Collected data
==*==
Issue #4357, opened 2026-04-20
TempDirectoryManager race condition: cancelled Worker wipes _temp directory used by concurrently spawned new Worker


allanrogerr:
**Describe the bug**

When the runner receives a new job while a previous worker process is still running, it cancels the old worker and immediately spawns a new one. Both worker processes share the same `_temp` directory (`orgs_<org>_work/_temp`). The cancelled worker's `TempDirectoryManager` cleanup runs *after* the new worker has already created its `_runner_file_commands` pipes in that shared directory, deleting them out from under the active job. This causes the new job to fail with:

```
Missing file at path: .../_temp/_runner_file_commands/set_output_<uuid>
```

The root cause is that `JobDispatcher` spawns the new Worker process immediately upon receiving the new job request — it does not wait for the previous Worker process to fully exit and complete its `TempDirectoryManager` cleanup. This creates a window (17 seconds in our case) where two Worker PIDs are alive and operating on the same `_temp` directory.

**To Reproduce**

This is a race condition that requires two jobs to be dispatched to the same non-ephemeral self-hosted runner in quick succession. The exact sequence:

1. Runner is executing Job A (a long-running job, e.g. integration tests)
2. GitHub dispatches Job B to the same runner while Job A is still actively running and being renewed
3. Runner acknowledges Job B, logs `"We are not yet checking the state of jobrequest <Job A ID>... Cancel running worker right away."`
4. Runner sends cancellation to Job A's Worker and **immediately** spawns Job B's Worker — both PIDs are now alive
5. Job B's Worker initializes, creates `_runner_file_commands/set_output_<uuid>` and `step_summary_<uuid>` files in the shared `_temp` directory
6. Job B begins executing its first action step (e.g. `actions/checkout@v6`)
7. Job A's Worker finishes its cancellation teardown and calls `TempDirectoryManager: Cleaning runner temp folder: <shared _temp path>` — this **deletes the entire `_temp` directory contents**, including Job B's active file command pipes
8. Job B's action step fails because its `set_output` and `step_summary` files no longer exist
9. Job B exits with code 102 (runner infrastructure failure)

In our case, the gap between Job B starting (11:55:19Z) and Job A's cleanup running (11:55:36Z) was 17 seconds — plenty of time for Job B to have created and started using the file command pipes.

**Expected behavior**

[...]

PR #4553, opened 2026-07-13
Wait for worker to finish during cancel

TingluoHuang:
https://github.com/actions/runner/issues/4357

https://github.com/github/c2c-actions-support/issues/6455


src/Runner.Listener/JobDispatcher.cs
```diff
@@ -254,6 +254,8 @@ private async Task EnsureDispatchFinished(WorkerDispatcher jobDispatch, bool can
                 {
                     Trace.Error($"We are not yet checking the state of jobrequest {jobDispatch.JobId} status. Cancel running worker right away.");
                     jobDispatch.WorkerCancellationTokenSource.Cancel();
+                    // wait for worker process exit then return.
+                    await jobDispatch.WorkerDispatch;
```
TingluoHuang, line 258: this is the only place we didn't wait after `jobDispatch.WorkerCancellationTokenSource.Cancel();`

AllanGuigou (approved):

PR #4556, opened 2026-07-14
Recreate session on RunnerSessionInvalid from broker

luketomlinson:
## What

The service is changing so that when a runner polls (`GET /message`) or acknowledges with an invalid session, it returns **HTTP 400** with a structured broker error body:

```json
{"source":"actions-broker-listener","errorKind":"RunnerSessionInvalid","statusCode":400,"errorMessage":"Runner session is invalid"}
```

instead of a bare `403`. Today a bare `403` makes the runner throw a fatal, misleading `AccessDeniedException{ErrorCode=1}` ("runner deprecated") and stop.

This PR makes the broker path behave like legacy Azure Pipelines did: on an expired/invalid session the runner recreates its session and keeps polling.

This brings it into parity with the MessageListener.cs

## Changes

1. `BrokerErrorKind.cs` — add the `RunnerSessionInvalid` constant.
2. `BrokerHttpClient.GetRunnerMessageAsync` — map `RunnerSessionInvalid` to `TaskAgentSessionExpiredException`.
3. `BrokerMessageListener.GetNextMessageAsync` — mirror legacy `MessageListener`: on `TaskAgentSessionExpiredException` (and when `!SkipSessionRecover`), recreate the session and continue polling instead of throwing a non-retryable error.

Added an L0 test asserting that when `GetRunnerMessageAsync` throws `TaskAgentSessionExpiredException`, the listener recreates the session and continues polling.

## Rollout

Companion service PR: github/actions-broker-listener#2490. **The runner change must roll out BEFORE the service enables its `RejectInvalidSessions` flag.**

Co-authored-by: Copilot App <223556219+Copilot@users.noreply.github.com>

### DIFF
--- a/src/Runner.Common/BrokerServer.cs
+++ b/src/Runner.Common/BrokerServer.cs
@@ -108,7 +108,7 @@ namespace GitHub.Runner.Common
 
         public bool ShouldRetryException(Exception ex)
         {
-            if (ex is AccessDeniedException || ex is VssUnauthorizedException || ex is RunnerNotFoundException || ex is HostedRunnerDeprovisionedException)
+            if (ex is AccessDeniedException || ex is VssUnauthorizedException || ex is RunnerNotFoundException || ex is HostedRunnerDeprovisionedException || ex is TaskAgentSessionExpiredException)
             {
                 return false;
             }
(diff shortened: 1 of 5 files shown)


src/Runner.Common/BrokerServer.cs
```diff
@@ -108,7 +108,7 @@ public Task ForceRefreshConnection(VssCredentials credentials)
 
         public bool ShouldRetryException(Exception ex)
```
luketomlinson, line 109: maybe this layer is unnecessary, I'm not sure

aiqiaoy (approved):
==*==
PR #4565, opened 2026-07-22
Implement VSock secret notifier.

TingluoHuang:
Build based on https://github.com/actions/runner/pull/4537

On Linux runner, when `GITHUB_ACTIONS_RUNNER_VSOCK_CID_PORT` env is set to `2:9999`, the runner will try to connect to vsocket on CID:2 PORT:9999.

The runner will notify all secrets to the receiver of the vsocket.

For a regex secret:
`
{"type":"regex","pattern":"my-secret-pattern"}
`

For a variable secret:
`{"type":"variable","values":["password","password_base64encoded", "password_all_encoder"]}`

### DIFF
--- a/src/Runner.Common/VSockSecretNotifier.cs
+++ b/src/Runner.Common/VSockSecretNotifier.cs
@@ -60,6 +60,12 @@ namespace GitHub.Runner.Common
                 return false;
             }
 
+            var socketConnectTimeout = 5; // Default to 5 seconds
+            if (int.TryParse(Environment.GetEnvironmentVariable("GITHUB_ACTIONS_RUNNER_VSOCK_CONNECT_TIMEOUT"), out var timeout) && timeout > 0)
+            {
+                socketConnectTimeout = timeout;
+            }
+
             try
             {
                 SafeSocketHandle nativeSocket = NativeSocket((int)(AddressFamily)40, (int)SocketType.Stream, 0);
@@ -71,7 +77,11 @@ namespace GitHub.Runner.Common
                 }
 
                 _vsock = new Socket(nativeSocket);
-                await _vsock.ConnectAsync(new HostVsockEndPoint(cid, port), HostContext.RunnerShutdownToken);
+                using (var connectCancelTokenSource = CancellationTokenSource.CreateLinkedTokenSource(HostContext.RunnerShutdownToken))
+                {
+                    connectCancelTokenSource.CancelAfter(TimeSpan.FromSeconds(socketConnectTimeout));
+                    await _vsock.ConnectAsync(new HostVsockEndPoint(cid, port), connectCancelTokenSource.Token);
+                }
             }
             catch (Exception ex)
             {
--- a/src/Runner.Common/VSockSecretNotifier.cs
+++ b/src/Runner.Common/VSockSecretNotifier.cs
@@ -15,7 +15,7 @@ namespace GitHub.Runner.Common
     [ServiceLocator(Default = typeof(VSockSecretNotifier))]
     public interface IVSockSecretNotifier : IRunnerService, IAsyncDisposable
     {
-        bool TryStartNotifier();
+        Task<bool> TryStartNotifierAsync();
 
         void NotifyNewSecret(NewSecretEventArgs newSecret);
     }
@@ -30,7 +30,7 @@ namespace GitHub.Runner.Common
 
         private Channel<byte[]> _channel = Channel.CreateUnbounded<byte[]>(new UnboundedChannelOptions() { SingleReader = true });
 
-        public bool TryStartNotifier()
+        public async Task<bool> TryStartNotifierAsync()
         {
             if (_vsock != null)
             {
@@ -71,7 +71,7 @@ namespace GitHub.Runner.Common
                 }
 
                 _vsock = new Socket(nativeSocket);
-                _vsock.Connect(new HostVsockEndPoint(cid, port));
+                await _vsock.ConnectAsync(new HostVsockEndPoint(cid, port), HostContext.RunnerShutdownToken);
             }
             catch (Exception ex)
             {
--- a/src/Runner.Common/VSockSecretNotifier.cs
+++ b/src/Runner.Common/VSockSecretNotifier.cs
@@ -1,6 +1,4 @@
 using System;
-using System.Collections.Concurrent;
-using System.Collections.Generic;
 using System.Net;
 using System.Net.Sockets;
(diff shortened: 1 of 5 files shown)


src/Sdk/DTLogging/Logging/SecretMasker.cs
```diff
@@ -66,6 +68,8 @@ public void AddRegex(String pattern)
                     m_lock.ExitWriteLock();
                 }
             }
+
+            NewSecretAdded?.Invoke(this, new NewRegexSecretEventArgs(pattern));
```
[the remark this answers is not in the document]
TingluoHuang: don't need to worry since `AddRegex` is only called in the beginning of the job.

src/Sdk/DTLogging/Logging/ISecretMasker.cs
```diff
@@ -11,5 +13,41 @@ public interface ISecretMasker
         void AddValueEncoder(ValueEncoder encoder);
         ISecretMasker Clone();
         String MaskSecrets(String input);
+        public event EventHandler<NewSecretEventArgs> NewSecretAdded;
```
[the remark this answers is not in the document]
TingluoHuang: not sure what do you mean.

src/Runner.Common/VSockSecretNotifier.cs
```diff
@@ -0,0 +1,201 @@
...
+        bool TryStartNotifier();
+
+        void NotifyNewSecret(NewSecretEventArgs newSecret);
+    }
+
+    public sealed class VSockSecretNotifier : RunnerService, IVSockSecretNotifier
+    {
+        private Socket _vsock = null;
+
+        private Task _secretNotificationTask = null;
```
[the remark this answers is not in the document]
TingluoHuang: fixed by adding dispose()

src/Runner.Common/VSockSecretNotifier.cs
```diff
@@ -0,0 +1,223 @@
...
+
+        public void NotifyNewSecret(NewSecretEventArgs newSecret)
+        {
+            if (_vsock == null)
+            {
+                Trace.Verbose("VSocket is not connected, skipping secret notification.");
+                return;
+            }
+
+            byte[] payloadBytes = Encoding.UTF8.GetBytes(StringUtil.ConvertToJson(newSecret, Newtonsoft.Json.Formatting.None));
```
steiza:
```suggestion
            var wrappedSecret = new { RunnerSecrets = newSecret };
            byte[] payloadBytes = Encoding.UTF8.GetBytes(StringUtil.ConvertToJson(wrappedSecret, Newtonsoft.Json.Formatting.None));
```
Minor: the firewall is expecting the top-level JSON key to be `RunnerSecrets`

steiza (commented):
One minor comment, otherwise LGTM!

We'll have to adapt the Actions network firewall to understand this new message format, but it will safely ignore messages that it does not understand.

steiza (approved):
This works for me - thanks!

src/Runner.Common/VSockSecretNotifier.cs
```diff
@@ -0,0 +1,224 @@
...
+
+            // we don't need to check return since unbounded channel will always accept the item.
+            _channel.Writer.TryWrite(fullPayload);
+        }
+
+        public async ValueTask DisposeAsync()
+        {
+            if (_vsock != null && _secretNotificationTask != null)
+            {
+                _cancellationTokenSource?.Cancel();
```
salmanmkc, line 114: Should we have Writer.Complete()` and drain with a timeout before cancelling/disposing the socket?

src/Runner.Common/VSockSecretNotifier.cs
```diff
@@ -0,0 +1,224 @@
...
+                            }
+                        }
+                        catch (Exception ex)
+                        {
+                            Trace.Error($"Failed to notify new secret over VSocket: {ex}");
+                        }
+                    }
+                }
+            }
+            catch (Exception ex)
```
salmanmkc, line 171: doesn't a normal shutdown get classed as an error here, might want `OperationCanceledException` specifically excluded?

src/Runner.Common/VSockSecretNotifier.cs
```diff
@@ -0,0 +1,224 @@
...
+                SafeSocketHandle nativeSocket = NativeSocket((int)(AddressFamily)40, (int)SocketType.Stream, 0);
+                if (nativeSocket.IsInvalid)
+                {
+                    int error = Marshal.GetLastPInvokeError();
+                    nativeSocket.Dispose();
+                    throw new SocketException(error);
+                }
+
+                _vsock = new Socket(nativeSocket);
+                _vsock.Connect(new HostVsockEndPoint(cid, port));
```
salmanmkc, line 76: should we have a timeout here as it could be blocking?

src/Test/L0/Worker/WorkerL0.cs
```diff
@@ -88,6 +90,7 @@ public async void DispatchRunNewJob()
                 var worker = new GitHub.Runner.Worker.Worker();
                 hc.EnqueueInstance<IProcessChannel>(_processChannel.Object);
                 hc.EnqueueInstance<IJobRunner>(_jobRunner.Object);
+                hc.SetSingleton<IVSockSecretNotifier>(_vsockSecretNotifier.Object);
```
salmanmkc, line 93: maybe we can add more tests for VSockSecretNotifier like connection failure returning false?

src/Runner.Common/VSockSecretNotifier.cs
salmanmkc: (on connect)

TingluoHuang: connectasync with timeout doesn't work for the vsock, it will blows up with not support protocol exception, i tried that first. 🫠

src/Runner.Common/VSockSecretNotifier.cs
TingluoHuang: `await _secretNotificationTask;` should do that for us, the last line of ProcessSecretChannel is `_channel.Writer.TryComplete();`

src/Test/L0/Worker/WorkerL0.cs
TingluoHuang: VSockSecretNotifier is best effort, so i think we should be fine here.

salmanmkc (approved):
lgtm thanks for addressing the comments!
==*==
**INSTRUCTIONS FOR THE TASK**:
All that should be written out is the stretch of lines above between the one holding "Issue #4357, opened 2026-04-20" and the one holding "3. Runner acknowledges", inclusive, exactly as given.

**YOUR RESPONSE**:
Issue #4357, opened 2026-04-20
TempDirectoryManager race condition: cancelled Worker wipes _temp directory used by concurrently spawned new Worker


allanrogerr:
**Describe the bug**

When the runner receives a new job while a previous worker process is still running, it cancels the old worker and immediately spawns a new one. Both worker processes share the same `_temp` directory (`orgs_<org>_work/_temp`). The cancelled worker's `TempDirectoryManager` cleanup runs *after* the new worker has already created its `_runner_file_commands` pipes in that shared directory, deleting them out from under the active job. This causes the new job to fail with:

```
Missing file at path: .../_temp/_runner_file_commands/set_output_<uuid>
```

The root cause is that `JobDispatcher` spawns the new Worker process immediately upon receiving the new job request — it does not wait for the previous Worker process to fully exit and complete its `TempDirectoryManager` cleanup. This creates a window (17 seconds in our case) where two Worker PIDs are alive and operating on the same `_temp` directory.

**To Reproduce**

This is a race condition that requires two jobs to be dispatched to the same non-ephemeral self-hosted runner in quick succession. The exact sequence:

1. Runner is executing Job A (a long-running job, e.g. integration tests)
2. GitHub dispatches Job B to the same runner while Job A is still actively running and being renewed
3. Runner acknowledges Job B, logs `"We are not yet checking the state of jobrequest <Job A ID>... Cancel running worker right away."`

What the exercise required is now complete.